§ **TASK TO COMPLETE**: When a line of the records below contains the string "Unfortunately", copy that whole line.

# # #

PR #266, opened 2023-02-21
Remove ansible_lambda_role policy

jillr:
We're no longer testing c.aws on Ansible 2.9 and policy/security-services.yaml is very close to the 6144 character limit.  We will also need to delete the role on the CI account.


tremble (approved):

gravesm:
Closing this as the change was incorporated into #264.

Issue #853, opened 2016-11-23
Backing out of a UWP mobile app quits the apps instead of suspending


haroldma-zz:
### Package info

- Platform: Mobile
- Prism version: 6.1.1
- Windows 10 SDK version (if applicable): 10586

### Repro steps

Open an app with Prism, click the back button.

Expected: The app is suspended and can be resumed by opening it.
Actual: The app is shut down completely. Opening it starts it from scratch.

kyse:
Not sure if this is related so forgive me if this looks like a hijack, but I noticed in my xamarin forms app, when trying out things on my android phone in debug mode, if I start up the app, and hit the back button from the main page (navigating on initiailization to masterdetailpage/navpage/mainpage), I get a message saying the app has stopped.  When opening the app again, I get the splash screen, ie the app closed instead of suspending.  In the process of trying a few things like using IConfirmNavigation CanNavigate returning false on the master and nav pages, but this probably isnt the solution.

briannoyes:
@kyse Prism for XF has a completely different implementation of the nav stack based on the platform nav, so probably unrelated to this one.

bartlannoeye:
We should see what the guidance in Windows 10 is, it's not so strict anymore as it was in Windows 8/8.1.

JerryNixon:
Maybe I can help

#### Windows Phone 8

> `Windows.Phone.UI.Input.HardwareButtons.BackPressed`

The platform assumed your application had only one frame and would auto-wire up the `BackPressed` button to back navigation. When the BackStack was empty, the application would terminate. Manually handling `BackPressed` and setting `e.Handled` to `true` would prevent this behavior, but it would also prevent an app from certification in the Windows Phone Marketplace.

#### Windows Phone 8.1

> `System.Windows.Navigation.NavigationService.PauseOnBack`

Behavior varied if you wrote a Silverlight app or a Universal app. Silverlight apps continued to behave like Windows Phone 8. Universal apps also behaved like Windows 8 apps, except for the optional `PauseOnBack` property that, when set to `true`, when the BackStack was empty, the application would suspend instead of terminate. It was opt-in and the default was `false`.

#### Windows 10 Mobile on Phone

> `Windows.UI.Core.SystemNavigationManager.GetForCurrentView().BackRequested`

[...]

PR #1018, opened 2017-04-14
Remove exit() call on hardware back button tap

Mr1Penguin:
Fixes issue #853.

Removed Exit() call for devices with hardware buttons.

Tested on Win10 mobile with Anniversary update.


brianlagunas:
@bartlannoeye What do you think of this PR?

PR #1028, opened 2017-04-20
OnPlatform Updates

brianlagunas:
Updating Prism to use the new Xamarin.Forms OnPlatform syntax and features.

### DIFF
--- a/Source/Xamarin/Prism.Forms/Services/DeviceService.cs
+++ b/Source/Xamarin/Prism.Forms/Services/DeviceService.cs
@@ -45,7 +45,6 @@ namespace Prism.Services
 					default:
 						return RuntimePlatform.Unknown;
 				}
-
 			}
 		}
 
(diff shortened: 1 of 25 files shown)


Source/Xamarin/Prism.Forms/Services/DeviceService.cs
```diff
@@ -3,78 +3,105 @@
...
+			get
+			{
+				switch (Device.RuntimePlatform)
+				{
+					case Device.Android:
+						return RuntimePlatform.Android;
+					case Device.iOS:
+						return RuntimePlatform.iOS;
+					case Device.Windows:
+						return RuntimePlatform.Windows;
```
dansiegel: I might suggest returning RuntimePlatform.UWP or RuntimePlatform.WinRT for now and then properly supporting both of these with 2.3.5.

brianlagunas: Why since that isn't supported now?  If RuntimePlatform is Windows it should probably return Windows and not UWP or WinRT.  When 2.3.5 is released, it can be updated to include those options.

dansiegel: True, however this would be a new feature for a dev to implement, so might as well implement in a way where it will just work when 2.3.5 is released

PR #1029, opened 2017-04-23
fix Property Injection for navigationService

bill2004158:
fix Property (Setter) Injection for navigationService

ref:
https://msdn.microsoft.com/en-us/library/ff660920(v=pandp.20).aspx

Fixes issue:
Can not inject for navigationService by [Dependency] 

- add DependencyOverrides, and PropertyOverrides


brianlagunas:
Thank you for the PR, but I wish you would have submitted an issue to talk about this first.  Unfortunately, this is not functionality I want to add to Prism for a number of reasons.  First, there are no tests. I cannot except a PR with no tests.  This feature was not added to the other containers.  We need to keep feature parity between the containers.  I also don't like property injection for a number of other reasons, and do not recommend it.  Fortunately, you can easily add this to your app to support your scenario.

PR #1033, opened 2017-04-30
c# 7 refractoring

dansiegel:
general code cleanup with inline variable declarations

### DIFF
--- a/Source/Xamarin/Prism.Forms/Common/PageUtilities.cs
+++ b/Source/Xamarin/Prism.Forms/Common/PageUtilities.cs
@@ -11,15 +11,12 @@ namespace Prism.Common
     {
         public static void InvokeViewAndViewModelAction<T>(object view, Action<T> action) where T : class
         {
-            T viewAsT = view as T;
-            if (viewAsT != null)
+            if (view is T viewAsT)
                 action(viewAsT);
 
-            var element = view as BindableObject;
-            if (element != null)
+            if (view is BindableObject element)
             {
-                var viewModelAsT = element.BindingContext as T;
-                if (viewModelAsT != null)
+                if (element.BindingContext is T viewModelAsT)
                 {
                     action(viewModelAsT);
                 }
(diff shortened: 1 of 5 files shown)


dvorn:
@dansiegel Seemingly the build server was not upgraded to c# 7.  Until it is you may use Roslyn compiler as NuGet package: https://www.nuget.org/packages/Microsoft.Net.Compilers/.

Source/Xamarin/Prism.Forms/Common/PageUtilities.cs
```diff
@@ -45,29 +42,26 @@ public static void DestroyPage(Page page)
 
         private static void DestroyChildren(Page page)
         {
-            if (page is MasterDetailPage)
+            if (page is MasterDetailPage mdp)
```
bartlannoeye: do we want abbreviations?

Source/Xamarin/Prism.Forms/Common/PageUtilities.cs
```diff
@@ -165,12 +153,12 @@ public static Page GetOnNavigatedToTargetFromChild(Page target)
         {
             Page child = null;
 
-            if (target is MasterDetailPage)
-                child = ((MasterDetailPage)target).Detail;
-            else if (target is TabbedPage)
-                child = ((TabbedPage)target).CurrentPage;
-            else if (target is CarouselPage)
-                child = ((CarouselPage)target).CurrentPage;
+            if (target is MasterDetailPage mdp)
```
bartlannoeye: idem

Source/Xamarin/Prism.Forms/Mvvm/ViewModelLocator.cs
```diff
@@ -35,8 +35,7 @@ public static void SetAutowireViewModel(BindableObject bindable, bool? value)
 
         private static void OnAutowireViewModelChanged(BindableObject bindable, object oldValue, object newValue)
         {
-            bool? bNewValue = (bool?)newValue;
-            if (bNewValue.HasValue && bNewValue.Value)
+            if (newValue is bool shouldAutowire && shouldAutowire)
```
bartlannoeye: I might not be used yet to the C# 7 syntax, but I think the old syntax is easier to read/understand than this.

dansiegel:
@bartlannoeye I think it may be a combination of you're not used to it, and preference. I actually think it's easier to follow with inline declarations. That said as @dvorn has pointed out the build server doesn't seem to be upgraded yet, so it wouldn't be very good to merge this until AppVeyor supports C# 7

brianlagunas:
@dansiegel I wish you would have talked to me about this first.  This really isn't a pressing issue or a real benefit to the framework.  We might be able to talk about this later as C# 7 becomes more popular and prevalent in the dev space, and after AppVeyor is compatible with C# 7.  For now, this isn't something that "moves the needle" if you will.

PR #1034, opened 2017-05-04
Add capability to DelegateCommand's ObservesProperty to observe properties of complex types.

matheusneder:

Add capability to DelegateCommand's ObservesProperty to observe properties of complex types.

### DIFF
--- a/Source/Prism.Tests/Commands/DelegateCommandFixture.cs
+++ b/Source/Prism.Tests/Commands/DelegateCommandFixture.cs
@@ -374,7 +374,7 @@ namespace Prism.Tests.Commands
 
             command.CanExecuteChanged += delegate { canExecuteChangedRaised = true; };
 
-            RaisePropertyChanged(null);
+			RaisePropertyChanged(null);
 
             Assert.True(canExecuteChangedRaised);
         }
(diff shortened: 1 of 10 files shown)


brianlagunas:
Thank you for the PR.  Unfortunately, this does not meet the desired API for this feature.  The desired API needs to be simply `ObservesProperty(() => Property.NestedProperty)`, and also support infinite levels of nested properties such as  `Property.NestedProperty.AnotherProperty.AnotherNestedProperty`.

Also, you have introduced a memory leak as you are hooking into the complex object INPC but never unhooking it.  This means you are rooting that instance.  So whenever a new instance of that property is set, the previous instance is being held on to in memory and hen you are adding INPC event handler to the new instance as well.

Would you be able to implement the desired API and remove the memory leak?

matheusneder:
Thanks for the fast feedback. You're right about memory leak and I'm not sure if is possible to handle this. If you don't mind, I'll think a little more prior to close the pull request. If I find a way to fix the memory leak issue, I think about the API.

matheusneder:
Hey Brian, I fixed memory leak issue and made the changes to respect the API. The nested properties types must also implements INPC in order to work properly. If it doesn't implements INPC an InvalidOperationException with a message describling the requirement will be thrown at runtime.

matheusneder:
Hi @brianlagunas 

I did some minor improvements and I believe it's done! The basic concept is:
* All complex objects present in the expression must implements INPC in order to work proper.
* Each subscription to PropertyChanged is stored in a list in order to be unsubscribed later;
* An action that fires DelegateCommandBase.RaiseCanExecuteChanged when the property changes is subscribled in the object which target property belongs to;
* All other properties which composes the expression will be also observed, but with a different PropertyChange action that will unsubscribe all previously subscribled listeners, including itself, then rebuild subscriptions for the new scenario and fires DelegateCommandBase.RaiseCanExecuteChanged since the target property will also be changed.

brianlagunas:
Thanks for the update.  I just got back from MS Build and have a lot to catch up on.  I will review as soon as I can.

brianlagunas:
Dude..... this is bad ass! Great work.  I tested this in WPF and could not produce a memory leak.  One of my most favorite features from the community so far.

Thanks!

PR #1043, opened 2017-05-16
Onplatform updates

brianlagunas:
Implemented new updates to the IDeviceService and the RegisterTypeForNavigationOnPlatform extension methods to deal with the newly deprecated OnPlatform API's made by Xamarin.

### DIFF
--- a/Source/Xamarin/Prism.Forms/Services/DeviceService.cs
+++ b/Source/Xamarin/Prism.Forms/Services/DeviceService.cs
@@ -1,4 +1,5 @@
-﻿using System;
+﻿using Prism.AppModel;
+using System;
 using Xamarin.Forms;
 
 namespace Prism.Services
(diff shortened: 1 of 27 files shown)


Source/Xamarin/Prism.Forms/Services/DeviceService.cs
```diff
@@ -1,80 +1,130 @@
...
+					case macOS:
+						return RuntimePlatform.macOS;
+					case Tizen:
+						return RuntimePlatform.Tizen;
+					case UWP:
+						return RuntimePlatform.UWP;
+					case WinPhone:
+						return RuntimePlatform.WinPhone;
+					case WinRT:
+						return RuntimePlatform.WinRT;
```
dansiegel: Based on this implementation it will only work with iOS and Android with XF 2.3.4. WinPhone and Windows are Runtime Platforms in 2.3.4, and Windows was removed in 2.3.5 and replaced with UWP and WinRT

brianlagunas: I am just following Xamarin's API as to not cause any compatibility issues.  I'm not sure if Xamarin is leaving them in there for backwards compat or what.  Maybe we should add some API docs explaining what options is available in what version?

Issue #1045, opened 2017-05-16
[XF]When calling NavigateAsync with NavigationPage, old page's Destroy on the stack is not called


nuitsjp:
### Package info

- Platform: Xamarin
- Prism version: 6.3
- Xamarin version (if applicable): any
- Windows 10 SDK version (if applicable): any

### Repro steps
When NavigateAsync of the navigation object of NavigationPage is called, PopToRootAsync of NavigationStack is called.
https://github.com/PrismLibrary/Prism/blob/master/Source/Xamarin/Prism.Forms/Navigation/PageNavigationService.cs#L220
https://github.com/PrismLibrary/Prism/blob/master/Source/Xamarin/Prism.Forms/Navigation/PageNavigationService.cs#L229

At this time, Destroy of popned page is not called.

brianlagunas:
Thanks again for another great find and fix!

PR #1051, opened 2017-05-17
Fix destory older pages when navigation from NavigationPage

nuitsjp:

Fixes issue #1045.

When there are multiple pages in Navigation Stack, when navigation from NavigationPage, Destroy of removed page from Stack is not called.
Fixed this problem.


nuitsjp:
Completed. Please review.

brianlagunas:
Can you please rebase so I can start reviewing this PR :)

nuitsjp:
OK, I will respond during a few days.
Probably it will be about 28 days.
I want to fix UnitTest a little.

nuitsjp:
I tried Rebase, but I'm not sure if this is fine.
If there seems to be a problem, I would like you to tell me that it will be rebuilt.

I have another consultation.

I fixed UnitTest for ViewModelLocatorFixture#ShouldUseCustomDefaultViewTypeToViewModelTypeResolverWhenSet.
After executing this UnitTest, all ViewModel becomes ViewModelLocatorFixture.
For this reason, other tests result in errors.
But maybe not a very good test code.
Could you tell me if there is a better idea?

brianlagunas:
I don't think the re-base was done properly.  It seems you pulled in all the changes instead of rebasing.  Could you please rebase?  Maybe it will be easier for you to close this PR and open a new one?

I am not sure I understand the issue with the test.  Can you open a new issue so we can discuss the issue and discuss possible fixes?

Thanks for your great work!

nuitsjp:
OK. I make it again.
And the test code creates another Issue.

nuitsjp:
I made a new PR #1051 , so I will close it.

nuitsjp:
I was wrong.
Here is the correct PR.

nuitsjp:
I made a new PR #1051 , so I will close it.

# # #

§ **ANSWER SPACE**:
Thank you for the PR, but I wish you would have submitted an issue to talk about this first.  Unfortunately, this is not functionality I want to add to Prism for a number of reasons.  First, there are no tests. I cannot except a PR with no tests.  This feature was not added to the other containers.  We need to keep feature parity between the containers.  I also don't like property injection for a number of other reasons, and do not recommend it.  Fortunately, you can easily add this to your app to support your scenario.
Thank you for the PR.  Unfortunately, this does not meet the desired API for this feature.  The desired API needs to be simply `ObservesProperty(() => Property.NestedProperty)`, and also support infinite levels of nested properties such as  `Property.NestedProperty.AnotherProperty.AnotherNestedProperty`.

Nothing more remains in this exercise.